* AVAILABLE RECORDS

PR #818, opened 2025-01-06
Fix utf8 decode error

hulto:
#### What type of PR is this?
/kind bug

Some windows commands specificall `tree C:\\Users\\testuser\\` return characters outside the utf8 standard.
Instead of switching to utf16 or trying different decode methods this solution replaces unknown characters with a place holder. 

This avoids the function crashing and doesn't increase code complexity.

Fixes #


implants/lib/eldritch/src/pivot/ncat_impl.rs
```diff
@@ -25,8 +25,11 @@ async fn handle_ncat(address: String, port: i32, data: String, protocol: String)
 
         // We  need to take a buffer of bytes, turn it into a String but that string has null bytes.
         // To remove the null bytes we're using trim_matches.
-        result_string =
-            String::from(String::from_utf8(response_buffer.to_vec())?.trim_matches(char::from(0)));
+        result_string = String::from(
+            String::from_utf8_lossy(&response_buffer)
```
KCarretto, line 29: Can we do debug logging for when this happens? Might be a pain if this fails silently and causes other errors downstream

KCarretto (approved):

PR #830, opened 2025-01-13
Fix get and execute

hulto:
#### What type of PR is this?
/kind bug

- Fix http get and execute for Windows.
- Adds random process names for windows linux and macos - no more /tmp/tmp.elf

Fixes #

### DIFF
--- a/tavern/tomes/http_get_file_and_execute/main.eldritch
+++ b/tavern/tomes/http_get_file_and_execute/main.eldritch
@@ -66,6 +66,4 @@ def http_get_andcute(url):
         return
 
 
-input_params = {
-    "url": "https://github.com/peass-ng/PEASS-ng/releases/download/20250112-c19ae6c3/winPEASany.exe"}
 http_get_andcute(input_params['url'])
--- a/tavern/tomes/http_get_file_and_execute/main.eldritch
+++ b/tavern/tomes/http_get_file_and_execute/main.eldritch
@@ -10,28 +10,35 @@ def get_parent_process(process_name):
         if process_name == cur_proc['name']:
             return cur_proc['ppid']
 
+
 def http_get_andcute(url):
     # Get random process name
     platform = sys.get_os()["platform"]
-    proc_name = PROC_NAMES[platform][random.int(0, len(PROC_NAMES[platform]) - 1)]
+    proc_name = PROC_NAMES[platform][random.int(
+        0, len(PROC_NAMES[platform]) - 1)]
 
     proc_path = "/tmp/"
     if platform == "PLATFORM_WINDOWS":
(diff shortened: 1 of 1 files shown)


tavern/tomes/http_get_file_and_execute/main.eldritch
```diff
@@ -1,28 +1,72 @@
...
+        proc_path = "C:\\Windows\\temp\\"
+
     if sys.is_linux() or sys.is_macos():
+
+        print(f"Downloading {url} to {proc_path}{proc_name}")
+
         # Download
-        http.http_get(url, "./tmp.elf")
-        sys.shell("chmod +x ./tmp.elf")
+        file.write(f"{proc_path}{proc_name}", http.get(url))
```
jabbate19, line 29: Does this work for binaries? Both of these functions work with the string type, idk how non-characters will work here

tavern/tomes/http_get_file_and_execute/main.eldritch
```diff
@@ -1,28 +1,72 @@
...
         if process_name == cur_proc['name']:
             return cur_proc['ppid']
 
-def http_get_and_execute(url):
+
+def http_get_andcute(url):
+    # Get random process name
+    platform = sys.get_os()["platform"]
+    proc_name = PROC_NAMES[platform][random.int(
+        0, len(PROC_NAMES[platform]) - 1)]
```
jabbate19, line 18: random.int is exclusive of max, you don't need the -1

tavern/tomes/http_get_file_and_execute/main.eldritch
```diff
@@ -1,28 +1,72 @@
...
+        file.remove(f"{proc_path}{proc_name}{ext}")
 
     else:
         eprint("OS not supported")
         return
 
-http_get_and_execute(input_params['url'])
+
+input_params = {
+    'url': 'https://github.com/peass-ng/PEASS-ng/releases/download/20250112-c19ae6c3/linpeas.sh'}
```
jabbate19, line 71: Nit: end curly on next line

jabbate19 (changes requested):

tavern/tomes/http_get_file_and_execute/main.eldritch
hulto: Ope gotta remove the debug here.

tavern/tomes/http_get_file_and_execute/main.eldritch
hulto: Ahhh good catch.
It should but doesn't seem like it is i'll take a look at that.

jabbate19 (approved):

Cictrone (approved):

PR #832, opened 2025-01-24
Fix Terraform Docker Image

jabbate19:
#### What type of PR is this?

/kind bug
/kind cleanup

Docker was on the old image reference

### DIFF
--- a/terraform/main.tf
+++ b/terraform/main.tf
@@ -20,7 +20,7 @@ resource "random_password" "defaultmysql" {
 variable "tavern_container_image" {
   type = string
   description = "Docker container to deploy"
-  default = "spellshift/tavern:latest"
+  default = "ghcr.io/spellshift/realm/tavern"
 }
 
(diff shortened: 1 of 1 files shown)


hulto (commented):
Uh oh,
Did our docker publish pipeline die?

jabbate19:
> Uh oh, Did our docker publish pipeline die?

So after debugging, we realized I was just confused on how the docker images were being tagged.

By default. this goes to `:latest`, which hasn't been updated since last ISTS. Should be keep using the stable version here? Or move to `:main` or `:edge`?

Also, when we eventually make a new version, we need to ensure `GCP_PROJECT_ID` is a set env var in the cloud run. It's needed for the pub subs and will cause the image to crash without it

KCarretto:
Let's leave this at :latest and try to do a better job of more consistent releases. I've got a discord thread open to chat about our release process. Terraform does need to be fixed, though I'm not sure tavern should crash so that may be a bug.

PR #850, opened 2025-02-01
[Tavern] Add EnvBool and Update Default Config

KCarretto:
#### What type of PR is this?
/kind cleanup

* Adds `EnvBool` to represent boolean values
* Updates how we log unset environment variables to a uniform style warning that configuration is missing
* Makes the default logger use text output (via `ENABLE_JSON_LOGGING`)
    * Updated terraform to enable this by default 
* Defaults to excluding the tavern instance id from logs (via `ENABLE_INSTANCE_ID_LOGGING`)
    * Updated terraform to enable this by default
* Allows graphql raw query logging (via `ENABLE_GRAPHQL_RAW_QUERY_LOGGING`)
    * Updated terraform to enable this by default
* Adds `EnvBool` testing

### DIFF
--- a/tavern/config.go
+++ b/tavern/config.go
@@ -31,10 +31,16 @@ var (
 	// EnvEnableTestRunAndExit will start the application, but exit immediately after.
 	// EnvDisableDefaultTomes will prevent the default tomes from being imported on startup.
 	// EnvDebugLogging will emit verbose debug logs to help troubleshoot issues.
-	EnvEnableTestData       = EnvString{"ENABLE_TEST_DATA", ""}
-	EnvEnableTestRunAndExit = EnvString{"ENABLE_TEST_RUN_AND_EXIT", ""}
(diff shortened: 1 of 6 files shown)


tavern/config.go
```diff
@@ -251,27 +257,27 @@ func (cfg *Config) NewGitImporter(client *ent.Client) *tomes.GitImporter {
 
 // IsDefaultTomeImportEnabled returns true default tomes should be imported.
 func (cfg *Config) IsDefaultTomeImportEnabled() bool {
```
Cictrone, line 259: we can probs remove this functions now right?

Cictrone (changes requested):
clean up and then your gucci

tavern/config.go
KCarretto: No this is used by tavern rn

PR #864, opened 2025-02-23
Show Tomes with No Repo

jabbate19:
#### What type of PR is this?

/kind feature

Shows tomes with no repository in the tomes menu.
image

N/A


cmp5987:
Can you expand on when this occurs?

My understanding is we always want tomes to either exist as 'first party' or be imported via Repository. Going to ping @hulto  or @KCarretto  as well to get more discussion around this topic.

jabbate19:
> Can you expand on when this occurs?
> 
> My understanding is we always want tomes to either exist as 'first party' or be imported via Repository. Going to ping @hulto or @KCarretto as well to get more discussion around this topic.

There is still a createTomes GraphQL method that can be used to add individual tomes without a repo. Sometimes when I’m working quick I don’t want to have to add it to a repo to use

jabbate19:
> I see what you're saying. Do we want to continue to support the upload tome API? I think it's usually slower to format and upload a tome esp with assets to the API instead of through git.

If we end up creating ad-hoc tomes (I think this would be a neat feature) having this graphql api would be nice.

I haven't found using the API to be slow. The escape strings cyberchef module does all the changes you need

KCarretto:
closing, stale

==

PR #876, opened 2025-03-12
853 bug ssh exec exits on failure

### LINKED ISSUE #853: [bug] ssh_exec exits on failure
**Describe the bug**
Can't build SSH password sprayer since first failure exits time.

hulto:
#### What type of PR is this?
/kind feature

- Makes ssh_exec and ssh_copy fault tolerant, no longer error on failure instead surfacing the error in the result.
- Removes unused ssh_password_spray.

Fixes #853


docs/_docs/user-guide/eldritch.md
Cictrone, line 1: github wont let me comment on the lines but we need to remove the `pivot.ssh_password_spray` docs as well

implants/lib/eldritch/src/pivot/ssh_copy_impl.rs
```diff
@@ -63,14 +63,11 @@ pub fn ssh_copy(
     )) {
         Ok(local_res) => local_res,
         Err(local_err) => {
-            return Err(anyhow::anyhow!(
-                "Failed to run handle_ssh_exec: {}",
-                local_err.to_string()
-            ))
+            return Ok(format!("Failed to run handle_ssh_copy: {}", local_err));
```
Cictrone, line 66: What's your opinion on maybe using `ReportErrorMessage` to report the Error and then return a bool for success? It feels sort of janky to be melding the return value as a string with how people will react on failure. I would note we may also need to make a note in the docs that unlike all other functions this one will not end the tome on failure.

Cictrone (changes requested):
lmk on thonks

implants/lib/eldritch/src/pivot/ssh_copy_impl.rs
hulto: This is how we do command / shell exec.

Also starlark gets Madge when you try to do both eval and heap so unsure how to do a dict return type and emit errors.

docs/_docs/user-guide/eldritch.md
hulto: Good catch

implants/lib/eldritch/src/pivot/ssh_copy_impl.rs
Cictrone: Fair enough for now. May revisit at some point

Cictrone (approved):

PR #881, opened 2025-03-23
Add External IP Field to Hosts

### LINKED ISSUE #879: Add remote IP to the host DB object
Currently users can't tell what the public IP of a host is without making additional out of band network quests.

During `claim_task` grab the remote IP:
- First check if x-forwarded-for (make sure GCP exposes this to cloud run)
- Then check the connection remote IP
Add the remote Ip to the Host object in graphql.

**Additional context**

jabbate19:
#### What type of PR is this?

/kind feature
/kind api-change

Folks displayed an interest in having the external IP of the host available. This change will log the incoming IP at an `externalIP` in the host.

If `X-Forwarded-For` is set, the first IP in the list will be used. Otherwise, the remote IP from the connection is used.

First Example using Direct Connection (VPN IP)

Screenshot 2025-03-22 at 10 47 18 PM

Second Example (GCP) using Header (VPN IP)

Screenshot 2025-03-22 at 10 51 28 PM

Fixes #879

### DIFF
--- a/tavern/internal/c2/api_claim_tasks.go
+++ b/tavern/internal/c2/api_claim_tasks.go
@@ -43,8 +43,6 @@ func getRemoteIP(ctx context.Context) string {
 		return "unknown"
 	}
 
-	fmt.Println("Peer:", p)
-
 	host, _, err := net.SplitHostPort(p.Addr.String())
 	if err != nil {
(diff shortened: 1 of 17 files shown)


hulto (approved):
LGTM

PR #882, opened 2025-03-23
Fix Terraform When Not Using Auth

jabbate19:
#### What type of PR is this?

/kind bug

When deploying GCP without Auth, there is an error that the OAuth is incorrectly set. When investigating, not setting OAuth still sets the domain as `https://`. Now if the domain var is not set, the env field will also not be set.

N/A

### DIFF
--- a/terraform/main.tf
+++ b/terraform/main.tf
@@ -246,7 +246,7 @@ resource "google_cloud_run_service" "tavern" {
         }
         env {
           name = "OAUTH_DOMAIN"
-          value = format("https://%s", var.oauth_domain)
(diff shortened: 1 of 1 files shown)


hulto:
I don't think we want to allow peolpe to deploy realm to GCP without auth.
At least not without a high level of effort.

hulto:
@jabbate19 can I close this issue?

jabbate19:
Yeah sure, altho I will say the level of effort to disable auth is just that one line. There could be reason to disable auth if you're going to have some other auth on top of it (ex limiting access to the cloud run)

* TASK GOAL
Where the string "always" appears in a line of the entries above, return that line.

* RESULT OF THIS EXERCISE
My understanding is we always want tomes to either exist as 'first party' or be imported via Repository. Going to ping @hulto  or @KCarretto  as well to get more discussion around this topic.
> My understanding is we always want tomes to either exist as 'first party' or be imported via Repository. Going to ping @hulto or @KCarretto as well to get more discussion around this topic.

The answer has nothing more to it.